§ Your objective
Copy the lines exactly as they appear, starting with the first line of the records and ending with the line that contains "That isn't really what I meant.".

· · ·

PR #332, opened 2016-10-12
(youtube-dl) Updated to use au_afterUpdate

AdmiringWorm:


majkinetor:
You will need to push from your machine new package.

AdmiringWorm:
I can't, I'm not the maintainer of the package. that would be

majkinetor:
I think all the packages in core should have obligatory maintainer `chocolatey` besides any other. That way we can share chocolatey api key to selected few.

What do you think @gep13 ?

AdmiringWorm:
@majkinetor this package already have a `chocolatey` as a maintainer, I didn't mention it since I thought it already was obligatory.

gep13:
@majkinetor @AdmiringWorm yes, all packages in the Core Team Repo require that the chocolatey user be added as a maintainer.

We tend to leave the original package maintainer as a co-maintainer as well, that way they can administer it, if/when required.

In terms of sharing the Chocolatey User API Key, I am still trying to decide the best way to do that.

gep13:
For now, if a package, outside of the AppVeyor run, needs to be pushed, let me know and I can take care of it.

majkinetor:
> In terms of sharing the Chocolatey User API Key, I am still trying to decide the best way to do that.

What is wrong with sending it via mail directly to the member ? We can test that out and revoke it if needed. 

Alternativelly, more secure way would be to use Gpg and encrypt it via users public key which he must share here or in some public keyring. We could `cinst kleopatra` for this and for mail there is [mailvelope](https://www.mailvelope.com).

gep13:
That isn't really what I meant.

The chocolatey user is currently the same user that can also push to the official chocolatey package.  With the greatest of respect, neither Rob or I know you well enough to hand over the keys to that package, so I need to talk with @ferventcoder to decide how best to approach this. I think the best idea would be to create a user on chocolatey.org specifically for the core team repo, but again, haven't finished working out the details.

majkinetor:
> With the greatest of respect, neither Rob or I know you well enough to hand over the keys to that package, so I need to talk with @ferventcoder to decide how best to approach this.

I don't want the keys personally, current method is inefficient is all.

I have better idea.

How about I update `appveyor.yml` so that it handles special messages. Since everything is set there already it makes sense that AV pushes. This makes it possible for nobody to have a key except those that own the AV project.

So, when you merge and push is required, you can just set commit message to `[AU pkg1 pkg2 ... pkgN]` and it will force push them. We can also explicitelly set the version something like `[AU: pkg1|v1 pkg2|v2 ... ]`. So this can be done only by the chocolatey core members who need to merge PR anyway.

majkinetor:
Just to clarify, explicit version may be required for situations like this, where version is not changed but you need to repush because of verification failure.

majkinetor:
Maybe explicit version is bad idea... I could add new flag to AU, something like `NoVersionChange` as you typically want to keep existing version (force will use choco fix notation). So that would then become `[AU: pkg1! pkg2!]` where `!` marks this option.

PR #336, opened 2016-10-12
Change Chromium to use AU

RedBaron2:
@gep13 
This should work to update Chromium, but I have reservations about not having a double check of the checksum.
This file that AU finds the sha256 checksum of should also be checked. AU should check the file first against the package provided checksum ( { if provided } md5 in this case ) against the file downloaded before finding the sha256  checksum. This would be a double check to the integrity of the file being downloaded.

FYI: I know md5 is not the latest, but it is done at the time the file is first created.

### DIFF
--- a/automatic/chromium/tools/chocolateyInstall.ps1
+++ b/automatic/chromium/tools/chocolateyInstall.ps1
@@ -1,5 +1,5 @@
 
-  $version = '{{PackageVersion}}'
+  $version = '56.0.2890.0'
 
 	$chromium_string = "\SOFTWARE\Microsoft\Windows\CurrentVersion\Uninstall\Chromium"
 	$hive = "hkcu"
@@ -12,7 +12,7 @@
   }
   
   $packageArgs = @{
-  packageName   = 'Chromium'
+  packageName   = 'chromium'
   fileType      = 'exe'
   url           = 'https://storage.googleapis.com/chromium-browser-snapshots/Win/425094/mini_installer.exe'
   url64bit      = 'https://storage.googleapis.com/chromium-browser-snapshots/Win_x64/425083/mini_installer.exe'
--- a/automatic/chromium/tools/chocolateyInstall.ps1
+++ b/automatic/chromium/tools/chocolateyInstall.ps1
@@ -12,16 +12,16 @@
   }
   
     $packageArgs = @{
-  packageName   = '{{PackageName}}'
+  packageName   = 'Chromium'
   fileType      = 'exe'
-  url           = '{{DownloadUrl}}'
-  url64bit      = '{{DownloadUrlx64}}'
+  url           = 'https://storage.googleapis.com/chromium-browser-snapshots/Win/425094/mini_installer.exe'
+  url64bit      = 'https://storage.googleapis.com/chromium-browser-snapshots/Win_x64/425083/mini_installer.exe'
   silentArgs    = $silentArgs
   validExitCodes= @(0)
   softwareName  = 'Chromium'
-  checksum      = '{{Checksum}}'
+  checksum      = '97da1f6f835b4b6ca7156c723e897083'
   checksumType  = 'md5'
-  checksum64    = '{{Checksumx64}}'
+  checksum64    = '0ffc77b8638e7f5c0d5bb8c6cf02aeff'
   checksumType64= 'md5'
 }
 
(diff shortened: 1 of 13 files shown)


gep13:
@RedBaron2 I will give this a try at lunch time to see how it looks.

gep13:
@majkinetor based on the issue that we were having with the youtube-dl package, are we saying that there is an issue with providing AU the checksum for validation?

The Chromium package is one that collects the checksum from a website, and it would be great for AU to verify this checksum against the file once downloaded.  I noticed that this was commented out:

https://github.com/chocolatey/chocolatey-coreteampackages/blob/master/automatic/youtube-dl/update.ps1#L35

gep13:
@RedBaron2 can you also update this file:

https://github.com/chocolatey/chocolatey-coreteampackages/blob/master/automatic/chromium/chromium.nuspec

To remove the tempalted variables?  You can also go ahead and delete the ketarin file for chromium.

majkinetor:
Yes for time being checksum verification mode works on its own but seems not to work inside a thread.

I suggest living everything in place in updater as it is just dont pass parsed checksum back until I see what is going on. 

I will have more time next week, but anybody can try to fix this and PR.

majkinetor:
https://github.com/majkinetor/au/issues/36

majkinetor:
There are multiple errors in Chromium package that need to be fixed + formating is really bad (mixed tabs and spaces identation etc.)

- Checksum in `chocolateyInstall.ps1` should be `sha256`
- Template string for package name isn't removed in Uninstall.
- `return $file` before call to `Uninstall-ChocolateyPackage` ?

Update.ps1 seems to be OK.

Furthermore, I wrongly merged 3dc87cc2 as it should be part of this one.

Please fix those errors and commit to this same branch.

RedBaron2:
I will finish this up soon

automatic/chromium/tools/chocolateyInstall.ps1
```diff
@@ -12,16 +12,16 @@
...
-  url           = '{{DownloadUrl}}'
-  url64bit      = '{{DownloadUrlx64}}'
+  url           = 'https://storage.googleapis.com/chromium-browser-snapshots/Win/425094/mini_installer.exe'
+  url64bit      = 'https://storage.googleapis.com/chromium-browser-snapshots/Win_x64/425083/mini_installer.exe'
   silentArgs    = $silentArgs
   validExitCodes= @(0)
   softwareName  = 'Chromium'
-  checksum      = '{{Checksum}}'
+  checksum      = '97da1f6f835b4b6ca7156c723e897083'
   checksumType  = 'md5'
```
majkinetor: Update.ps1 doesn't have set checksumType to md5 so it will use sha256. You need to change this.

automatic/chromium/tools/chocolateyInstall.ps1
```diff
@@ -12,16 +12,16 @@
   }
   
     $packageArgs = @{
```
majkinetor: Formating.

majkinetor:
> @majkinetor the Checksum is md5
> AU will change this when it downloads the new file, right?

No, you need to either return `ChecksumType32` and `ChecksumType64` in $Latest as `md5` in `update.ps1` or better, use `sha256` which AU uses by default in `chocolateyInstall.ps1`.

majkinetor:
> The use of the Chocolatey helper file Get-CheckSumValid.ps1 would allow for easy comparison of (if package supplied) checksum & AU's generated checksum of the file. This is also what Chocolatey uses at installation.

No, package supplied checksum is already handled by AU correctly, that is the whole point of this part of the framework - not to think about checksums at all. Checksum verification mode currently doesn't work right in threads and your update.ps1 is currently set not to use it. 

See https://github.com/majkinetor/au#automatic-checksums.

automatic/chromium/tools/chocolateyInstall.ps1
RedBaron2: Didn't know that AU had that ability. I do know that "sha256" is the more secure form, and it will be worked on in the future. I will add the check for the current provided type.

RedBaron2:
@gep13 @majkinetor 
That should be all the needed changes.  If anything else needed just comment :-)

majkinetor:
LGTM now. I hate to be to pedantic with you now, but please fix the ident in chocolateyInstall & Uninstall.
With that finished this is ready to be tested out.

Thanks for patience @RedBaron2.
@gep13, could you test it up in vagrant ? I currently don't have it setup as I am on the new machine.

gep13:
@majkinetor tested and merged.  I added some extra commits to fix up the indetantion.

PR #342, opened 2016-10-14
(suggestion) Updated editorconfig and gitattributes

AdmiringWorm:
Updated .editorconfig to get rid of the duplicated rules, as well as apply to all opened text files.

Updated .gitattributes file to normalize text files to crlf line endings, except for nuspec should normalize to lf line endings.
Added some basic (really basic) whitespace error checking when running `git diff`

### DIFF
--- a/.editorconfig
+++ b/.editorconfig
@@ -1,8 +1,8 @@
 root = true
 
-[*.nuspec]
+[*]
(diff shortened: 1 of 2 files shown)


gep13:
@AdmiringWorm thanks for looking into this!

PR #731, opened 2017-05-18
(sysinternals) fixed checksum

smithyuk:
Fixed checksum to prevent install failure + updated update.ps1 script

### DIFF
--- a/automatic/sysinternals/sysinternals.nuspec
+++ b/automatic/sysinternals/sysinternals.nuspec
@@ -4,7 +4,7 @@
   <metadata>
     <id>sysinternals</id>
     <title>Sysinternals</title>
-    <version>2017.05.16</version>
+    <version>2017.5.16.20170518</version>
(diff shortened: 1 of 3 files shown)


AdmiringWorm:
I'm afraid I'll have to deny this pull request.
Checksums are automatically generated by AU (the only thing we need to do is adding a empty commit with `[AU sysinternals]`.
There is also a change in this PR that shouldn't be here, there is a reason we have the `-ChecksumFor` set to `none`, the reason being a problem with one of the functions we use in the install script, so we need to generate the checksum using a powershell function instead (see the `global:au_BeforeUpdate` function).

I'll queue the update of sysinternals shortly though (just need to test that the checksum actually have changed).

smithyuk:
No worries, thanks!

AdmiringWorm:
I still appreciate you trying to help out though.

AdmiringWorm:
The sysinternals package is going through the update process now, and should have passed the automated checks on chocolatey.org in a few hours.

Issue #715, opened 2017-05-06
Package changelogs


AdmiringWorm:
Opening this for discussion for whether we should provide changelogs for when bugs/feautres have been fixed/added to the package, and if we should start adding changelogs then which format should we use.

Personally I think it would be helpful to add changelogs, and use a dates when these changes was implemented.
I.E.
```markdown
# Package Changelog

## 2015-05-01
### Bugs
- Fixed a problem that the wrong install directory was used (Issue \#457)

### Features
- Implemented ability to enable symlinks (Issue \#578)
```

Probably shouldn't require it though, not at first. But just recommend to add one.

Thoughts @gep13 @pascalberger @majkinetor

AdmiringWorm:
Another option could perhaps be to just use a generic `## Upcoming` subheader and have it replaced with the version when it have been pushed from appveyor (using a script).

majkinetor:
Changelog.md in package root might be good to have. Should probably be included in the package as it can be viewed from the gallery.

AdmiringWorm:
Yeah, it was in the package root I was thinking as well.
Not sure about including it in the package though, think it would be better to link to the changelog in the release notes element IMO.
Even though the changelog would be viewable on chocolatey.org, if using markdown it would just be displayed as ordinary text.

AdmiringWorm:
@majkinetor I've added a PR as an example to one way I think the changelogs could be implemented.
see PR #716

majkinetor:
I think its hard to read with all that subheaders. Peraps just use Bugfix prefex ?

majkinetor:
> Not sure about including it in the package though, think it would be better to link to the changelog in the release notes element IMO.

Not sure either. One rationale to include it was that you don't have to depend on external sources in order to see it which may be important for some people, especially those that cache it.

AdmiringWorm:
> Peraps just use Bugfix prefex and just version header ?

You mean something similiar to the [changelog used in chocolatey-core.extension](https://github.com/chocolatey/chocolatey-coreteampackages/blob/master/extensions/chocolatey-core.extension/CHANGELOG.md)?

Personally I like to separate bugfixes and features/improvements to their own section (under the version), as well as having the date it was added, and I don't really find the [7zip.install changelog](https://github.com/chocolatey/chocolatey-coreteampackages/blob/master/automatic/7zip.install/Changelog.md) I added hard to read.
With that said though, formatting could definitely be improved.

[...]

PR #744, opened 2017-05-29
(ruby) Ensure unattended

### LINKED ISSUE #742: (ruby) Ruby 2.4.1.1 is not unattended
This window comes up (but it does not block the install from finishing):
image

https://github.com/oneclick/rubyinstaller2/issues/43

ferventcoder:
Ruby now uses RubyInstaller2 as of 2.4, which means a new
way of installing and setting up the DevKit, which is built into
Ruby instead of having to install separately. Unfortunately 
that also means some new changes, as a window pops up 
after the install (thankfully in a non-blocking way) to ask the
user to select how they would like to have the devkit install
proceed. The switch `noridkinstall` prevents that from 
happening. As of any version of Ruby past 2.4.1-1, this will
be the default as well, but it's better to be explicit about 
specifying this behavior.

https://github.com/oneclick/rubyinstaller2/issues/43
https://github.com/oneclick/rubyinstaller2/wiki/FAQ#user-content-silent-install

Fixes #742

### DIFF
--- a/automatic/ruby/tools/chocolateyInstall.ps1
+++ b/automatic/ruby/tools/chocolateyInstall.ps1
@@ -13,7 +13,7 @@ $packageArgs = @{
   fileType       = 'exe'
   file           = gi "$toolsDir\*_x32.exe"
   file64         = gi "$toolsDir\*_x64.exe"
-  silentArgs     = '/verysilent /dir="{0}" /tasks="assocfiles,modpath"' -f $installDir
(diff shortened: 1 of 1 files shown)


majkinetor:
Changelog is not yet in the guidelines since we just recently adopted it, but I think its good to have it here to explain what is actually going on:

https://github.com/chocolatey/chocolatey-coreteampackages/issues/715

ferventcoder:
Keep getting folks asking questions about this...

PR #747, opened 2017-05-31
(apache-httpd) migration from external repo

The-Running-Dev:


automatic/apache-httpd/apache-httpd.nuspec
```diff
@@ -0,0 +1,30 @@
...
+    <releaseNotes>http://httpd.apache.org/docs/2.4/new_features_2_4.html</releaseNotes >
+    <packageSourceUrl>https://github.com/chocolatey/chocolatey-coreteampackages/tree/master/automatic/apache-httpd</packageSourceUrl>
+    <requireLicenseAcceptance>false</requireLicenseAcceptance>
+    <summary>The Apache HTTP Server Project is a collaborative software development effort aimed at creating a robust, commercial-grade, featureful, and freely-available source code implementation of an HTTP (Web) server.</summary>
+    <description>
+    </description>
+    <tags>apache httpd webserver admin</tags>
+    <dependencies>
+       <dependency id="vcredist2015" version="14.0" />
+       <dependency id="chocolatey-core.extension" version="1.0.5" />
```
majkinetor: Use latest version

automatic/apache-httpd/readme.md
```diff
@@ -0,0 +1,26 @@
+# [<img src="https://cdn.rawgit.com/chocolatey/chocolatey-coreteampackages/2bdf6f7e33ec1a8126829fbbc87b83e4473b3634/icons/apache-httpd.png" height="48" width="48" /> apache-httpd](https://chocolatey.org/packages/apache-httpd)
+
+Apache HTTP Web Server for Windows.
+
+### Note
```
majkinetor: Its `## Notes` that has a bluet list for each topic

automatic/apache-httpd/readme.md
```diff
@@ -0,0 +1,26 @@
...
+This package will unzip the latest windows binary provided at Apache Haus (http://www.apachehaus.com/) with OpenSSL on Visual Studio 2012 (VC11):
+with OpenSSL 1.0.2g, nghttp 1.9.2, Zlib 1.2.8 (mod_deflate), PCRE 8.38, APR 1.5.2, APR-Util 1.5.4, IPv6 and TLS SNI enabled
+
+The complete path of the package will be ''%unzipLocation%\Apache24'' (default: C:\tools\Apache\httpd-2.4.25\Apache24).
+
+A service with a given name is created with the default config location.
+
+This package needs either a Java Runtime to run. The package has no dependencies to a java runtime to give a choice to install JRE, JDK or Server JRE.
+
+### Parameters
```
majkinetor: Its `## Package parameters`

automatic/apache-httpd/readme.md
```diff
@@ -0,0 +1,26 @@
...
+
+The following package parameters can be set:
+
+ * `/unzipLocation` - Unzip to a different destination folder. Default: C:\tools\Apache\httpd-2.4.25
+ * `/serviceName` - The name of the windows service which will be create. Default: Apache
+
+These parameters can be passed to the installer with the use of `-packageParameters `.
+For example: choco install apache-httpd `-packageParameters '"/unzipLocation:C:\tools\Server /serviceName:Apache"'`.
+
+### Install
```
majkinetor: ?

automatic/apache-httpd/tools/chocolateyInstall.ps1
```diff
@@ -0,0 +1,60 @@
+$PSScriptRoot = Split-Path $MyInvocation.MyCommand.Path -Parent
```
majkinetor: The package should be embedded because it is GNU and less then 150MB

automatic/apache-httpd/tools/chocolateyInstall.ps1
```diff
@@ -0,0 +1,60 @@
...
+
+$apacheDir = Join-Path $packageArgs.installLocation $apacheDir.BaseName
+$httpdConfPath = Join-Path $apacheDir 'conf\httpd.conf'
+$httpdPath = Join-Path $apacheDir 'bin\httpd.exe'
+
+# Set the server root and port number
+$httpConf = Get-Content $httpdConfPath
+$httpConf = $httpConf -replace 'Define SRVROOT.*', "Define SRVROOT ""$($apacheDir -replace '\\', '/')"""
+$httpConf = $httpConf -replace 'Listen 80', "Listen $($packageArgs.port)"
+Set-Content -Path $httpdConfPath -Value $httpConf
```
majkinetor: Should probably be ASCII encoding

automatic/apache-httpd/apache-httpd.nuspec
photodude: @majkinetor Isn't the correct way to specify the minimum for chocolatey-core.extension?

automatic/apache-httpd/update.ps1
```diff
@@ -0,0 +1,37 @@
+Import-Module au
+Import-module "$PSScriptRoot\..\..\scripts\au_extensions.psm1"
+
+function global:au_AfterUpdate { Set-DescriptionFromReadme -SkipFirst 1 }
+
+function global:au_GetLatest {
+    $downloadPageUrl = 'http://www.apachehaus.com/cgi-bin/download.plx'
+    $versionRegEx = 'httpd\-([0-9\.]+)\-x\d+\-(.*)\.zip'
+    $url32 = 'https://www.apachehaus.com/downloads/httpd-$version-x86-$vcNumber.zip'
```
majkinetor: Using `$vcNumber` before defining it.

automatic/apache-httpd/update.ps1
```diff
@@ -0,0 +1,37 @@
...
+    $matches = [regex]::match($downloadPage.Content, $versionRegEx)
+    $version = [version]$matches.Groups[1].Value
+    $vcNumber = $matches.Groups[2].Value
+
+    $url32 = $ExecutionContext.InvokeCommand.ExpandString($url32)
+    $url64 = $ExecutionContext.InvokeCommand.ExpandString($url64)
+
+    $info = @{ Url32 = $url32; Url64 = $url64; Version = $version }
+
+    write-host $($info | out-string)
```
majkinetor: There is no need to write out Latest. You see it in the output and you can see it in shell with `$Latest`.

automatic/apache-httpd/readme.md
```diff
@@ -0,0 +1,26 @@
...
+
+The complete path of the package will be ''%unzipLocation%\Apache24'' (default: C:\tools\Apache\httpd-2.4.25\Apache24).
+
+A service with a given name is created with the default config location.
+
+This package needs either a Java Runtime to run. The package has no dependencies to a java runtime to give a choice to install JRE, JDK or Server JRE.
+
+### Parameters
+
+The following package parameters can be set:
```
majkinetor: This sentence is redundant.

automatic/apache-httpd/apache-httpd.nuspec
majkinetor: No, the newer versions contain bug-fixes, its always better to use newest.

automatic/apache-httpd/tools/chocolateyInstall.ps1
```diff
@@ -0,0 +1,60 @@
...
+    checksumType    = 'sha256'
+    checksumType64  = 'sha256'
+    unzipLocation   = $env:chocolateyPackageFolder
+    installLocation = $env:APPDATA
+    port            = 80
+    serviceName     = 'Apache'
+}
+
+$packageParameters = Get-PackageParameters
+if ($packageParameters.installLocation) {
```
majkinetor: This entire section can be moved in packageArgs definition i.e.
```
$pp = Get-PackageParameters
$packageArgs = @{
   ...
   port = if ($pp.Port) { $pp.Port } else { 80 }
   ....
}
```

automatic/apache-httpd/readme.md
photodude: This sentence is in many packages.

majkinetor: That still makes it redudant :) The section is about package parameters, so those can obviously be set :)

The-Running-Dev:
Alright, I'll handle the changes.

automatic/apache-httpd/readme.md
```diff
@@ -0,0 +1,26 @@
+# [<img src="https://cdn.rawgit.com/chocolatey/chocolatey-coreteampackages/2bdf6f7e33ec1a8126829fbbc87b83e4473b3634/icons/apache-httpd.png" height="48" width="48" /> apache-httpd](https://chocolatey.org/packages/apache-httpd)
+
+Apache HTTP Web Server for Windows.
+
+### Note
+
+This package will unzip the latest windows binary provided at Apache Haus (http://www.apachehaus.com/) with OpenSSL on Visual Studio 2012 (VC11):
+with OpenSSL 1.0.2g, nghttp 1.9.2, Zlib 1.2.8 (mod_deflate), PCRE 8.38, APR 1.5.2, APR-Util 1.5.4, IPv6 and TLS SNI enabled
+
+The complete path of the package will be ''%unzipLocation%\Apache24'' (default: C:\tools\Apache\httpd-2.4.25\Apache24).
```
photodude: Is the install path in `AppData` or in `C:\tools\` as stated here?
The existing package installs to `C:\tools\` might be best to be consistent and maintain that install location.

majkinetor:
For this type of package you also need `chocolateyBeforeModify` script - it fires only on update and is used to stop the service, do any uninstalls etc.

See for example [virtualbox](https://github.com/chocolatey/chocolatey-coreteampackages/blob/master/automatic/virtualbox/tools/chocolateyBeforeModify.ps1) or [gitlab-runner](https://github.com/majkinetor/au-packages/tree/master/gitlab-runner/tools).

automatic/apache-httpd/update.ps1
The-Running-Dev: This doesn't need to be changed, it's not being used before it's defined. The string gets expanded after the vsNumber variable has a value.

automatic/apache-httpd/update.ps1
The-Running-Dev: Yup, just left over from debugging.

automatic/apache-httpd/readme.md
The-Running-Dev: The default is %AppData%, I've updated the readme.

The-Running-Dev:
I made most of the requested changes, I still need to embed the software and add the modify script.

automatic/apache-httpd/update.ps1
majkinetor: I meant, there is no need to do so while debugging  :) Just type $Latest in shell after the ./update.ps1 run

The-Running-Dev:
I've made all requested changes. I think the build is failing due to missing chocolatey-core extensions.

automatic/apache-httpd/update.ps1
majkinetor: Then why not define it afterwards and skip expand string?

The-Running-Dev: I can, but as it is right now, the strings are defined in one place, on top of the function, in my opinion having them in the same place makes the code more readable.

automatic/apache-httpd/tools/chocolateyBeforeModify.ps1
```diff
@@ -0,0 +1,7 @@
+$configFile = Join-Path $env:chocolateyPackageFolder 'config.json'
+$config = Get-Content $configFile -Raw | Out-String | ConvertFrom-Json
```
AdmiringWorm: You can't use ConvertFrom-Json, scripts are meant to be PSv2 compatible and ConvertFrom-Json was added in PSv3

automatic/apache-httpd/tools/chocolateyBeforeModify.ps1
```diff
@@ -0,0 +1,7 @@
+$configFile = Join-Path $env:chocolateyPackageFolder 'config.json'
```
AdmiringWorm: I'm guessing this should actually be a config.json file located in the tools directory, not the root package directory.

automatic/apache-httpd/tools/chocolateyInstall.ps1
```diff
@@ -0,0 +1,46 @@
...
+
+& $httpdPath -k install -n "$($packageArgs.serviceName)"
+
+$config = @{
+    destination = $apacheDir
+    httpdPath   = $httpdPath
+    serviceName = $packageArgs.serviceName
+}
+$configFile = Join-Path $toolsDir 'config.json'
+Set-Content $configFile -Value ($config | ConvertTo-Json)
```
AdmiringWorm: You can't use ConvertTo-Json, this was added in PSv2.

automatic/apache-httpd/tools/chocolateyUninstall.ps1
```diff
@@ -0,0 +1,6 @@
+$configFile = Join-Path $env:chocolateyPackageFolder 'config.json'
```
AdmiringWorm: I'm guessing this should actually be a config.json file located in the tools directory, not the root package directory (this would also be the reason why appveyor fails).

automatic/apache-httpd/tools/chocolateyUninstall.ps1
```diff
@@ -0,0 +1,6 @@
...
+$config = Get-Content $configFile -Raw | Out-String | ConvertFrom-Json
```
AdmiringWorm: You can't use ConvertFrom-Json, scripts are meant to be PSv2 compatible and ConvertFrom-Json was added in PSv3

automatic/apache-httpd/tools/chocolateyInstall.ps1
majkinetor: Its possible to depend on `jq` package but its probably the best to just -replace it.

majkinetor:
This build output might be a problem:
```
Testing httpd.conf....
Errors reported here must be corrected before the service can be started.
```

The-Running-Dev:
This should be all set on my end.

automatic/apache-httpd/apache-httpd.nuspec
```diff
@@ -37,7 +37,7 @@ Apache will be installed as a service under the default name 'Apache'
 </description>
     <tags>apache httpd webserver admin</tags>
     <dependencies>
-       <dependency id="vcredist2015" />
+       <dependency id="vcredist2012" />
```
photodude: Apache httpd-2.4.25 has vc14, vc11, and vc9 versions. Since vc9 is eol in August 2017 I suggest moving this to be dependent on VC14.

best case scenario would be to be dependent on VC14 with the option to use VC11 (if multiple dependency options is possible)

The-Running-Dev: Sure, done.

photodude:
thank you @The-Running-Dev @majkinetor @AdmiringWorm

· · ·

§ Solution
PR #332, opened 2016-10-12
(youtube-dl) Updated to use au_afterUpdate

AdmiringWorm:


majkinetor:
You will need to push from your machine new package.

AdmiringWorm:
I can't, I'm not the maintainer of the package. that would be

majkinetor:
I think all the packages in core should have obligatory maintainer `chocolatey` besides any other. That way we can share chocolatey api key to selected few.

What do you think @gep13 ?

AdmiringWorm:
@majkinetor this package already have a `chocolatey` as a maintainer, I didn't mention it since I thought it already was obligatory.

gep13:
@majkinetor @AdmiringWorm yes, all packages in the Core Team Repo require that the chocolatey user be added as a maintainer.

We tend to leave the original package maintainer as a co-maintainer as well, that way they can administer it, if/when required.

In terms of sharing the Chocolatey User API Key, I am still trying to decide the best way to do that.

gep13:
For now, if a package, outside of the AppVeyor run, needs to be pushed, let me know and I can take care of it.

majkinetor:
> In terms of sharing the Chocolatey User API Key, I am still trying to decide the best way to do that.

What is wrong with sending it via mail directly to the member ? We can test that out and revoke it if needed. 

Alternativelly, more secure way would be to use Gpg and encrypt it via users public key which he must share here or in some public keyring. We could `cinst kleopatra` for this and for mail there is [mailvelope](https://www.mailvelope.com).

gep13:
That isn't really what I meant.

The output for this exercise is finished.